# I Am Soooo Excited!!!!!!!



## capriola-nd (Jul 6, 2008)

Oh I am so very, very excited about this, just had to share. . . .

We are very likely going to be able to lease a PromisedLand buck this winter!! His sire is Ram-Beau (http://promisedlandfarm.net/Ram-Beau.htm) and dam is GoodDay Sunshine (http://promisedlandfarm.net/SunShine.htm)
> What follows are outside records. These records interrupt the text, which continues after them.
PR #550, opened 2015-09-13
[READY] hs.window.layout (needs #563)

lowne:
###### Removed
- removed `hs.window.filter:trackSpaces()`; it's now on a per-app-filter basis
- removed `windowShown` event; it's now `windowVisible`

###### Changed
- add event parameter to `:notify()` and `:subscribe()` callbacks
- allow passing {event1=fn1,...} maps to `:subscribe()` and `:unsubscribe()`
- add `windowVisible` (old `windowShown`) event
- add `windowNotVisible` (old `windowHidden`) event
- changed `windowHidden` event; it's only emitted when an app is hidden (cmd-h)

###### Added
- add `currentSpace` field to per-app filters, for tracking Spaces
- add `allowRegions` and `rejectRegions` fields to per-app filters
- add `allowScreens` and `rejectScreens` fields to per-app filters
- add convenience methods `:setCurrentSpace()`, `:setRegions()`, `:setScreens()`
- add `windowUnhidden`; emitted when an app is unhidden (cmd-h)
- add `windowInCurrentSpace`, `windowNotInCurrentSpace` events
- add `windowOnScreen`, `windowNotOnScreen` events
- add `:setSortOrder()` (for `:getWindows()` and `:notify()`) and relative constants (`focusedLast`, `focused`, `createdLast`, `created`)
- add optional sort order parameter to `:getWindows()`
- add __tostring metamethod

###### Fixed
- emit all relevant events on `windowCreated`
- disallow extraneous fields on `:setAppFilter()`
- `override` filter doesn't immediately return on allow (run app filters and `default` filter as well)
- improved performance of `:isWindowAllowed()`: use already-stored window properties for active instances instead of re-querying AX
- fixed `.copy()`
- preserve relative window ordering when (re)starting global watcher
- fixed passing maps to `:subscribe()`, `:unsubscribe()`

### hs.window.tiling
- new module with a single function `.tileWindows()` (unsurprisingly, it tiles/fits windows into a given rect)

### hs.window.layout
- new module

### DIFF
--- a/extensions/geometry/init.lua
+++ b/extensions/geometry/init.lua
@@ -55,7 +55,7 @@ local function gettype(t)
   if t._x and t._y then
     if t._w and t._h then
       for _,k in ipairs{'_x','_y','_w','_h'} do
-        if t[k]>1 or t[k]<0 then return 'rect' end
+        if t[k]>1.0000000000001 or t[k]<-0.0000000000001 then return 'rect' end
       end
       return 'unitrect'
     else return 'point' end
--- a/extensions/geometry/init.lua
+++ b/extensions/geometry/init.lua
@@ -129,7 +129,7 @@ local function maketable(t,x,y,w,h)
 end
 
 local function new(x,y,w,h)
-  if getmetatable(x)==geometry then return x end -- disable copy-on-new
+  if y==nil and getmetatable(x)==geometry then return x end -- disable copy-on-new
   local t=maketable({},x,y,w,h)
   for _,a in ipairs{x,y--[[,w,h--]]} do
     if a~=nil and (not t._x or not t._y or not t._w or not t._h) then t=maketable(t,parsearg(a)) end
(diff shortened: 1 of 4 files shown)


lowne:
> suggestions welcome for event names etc. to disambiguate between
1. a window that exists somewhere with a proper frame etc (i.e. not minimized and not hidden)
2. like 1, but the window is *currently* user-visible, i.e. somewhere on the screen(s), i.e. in the "current Space"
(in other words, case 1 includes windows in other Spaces)
I have windowVisible vs windowOnScreen but they seem just synonyms that would both apply to case 2
(windowVisible because it is inherited from hs.window:isVisible(), which is true for windows in any Space)

lowne:
"restore" and "guessLayout" still not implemented, but I think it's better to get it out there and get feedback for ux problems/bugs in the basic functionality now, before it gets even more complicated.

I don't have any pics yet but he is all-white and looks like a mini-Saanen.  I sure hope it all works out to use him!!! If so, he'll be bred to Honey (hopefully, she may already be bred to Roy) Delais, Leona, and Sunset (not until early summer though). I plan to keep a doeling from Leona, Honey, and Sunset, possibly a buck too from Sunset.  Anyways, I just had to share this with someone!


----------



## KW Farms (Jun 21, 2008)

Beautiful sire and dam!! Especially love that sire! You need to get some pics of him for us! He sounds NICE!! Congrats and hope it all works out to lease him!


----------



## ProctorHillFarm (May 15, 2008)

Oh my lucky you! 
We own own of Ram Beau's daughters (Laurel Haven owns her littermate sister, I discovered today!) 
We cant wait to see her FF udder next spring! 
If you want to see her, she is on our Junior doe page (though she DESPERATLY needs a new photo!)


----------



## capriola-nd (Jul 6, 2008)

Oooh, she is a very pretty doe Proctor Hill!  That is the coolest color!! 

Thanks!  I am just a little excited. . . . . :leap: :dance:


----------



## AlaskaBoers (May 7, 2008)

they have some great goats!! very stunning.

i also love their logo.


----------



## Muddy Creek Farm (Oct 5, 2007)

How Exciting! 

I think Ram-Beau is nice, and he scored 91! Imagine my thrill when Rewind went over him for Grand, talk about shock :shocked:


----------



## capriola-nd (Jul 6, 2008)

> I think Ram-Beau is nice, and he scored 91! Imagine my thrill when Rewind went over him for Grand, talk about shock


That is so awesome Chelsey! Now you're making me want to buy Outa Time. . . . hmmmm.


----------



## Muddy Creek Farm (Oct 5, 2007)

LOL, well I'm keeping him around for awhile, and may sell him next spring after I breed him to a doe or two. And after I show him, he is a nice one!


----------



## capriola-nd (Jul 6, 2008)

Well, that's really cool Chelsey!  Bet he'll give you some gorgeous babies!


----------



## SDK (Jun 26, 2008)

chelsey. if you ever breed love bug to rewind.. i so wanna be first in line


----------



## jordan (Nov 22, 2007)

Ask for WHOLE herd test results for CAE and Johnes before you let this buck ANYWHERE near your herd!!!!! If they are not provided, regardless of this bucks pedigree, it's not worth it for you to do this.
PM me please.
Lois
http://www.fallcreekfarm.net


----------



## kelebek (Oct 5, 2007)

jordan - I am a huge believer in testing anything that steps foot on my property. I do not take my does to be bred or nothing! I test for CAE, CL, and Johnes though. I also have my entire herd tested yearly (this year 3-4 times on each animal) and have started a CL vaccine regiment in my herd.


----------



## jordan (Nov 22, 2007)

kelebek said:


> jordan - I am a huge believer in testing anything that steps foot on my property. I do not take my does to be bred or nothing! I test for CAE, CL, and Johnes though. I also have my entire herd tested yearly (this year 3-4 times on each animal) and have started a CL vaccine regiment in my herd.


Smart move!
People have to ask to see whole herd test results and they need to have an idea beforehand as to how many goats are actually in the herd! 
This year that may be a bit more difficult though with the money situation being what it is. Many breeders just didn't have the extra funds to test  
Lois 
http://www.fallcreekfarm.net


----------



## capriola-nd (Jul 6, 2008)

That is a very good point. . . . this lady only has six goats and is just starting up. She bought all of her does from Anna Brown (CAE negative herd since she started, 7 years ago). She also has a buck from Anna. The only other goat she has is the buck from PromisedLand.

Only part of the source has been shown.